Music Reviews
Zonoscope

Cut Copy Zonoscope

(Modular) Rating - 7/10

Let’s not muck about... Zonoscope is a fine record; It's the sound of a band in rude health and one that includes the sort of alt-dance sounds that will murder the awkward and the hipster with the brutal efficiencies of its big, bounding baselines. Single Take me out is a prime example, a brilliant piece of wizz-poppery that essentially smacks you repeatedly in the face with its jubilant riff and gliding vocals (though, it must be said, it’s a far more pleasant experience than such a description makes it sound).

But, and there is a huge but, once this dirty deed is done and the aforementioned hipster traits are sinking to the bottom of a very deep lake with legs of stone, it slowly dawns that this LP marks a change of pace for Cut Copy. First and foremost they have largely cast aside their dance-rock label in favour of shinier synths and an 80s revival sound. So too, many songs have a far mellower, more psychedelic quality; one that features more heavily in the second half of the record. Songs like This Is All We’ve Got prove even at the very extremes of this new found approach this band still have what it takes to create songs that, once warmed to in this case, hold their listener with ease.

It seems a shame then that in making an album of jumbled contrasts, the subtlety that Cut Copy may have sought on this record has been the fall-guy. Sun God for example, the fifteen minute finale to Zonoscope, slides steadily from cheerful and ultra-produced towards raw trance and low frequencies in a near deadening fashion; one akin, I imagine, in its sheer mindlessness only to that of a Westlife concert (hang-about that is pretty offensive – its not that bad, but not far off).

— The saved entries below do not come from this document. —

PR #3078, opened 2023-07-27
Use Enumeratum for enum codegen

hughsimpson:
Maybe not the best solution... for scala 3, it would obviously make sense to just use scala enums; for scala 2 on the jvm, it might make sense to use java enums; some people probably don't even mind scala 2's enumeration too much. The choice of enumeratum however has the advantage that it works on both versions of scala on all platforms, so I _think_ it's the right one here.

We only include the import when we actually generate enums, so this doesn't introduce a dependency on enumeratum _unless_ enums are actually specified.

### DIFF
--- a/build.sbt
+++ b/build.sbt
@@ -1894,7 +1894,8 @@ lazy val openapiCodegenCore: ProjectMatrix = (projectMatrix in file("openapi-cod
       scalaTestPlusScalaCheck.value % Test,
       "com.47deg" %% "scalacheck-toolbox-datetime" % "0.7.0" % Test,
       scalaOrganization.value % "scala-reflect" % scalaVersion.value,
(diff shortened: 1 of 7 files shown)


adamw:
For Scala 2 I agree that enumeratum is the right choice, for Scala 3 it would be better to generate native `enum`s, but it's better to have something that works in both places rather than nowhere :)

One missing thing - I think we should mention in the docs that enumeratum might be an optional dependency, plus that enums are supported: https://tapir.softwaremill.com/en/latest/generator/sbt-openapi-codegen.html

hughsimpson:
Sweet. Updated the documentation

adamw:
Thanks! Yeah that seems like too much flexibility in enums (in the spec)

PR #3079, opened 2023-07-27
Support scala 3 enums in codegen

hughsimpson:


adamw:
That was quick, thanks :)

PR #4492, opened 2025-04-07
Codegen: generate servers object

hughsimpson:
Generating code from the 'servers' section of the yaml.

I may have missed something that already exists in the tapir model that I should've been using here. I had a go at producing something that could actually be useful --- the idea is essentially that if the openapi schema defined something for the servers section, a client has a decent chance of getting a valid URI by just digging into the configuration and using the default values


adamw:
Indeed there's no support for the `servers` section on Tapir's side - so a custom model for codegen is needed.

And you're right that generating sttp's `Uri`s would be better, especially if you want to later call that endpoint using sttp-client, for example. Any reasons you can't just use the `uri` interpolator here?

```
    object `http://testing.my-co.org:{port}/api/{scoped}/prefix` {
       val defaultPort = "4321"
       val defaultScoped = "false"
       def uri(_port: String = defaultPort, _scoped: String = defaultScoped): String =
         s"http://testing.my-co.org:${_port}/api/${_scoped}/prefix"
     }
```

hughsimpson:
I initially _was_ going to use the uri interpolators but chickened out. It's probably nicer to do that, will amend this pr

hughsimpson:
@adamw updated this to return an sttp.model.Uri using the interpolator now

adamw:
And hopefully, still works ;)

PR #4500, opened 2025-04-08
Reduced Scala.js bundle size for scala-java-time only

j-mie6:
Follow up from #4461, but only focusing on the scala-java-time aspect.


j-mie6:
@adamw as requested

adamw:
Thank you!

j-mie6:
damn, looks like I must've missed something, this didn't have the same bundle-size drop as the full version did; I'll have to take another look through

j-mie6:
Yeah, the `java.util.Date` depends on `java.time`: I missed this because scala-js has an implementation for `Date` (which requires scala-java-time to be linked in...)

j-mie6:
`scala.concurrent.duration.Duration`, go figure

PR #4506, opened 2025-04-09
codegen: Support top-level security declarations

hughsimpson:
Supports declaring 'security' at the top level of the openapi doc. This will be applied to all routes, unless a route explicitly overrides the auth requirement.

More importantly, however, Cut Copy are back, and back with enough danceable synth-pop to flatten the sensitive Bombay Bicycle Club member in all of us - but only just enough. With that all out revivalist aesthetic leashed and a far more frugal distribution of barefaced melodies and barbed hooks employed, Zonoscope remains a bubbling, immiscible concoction of sounds that feels very distinctly good, just not quite great.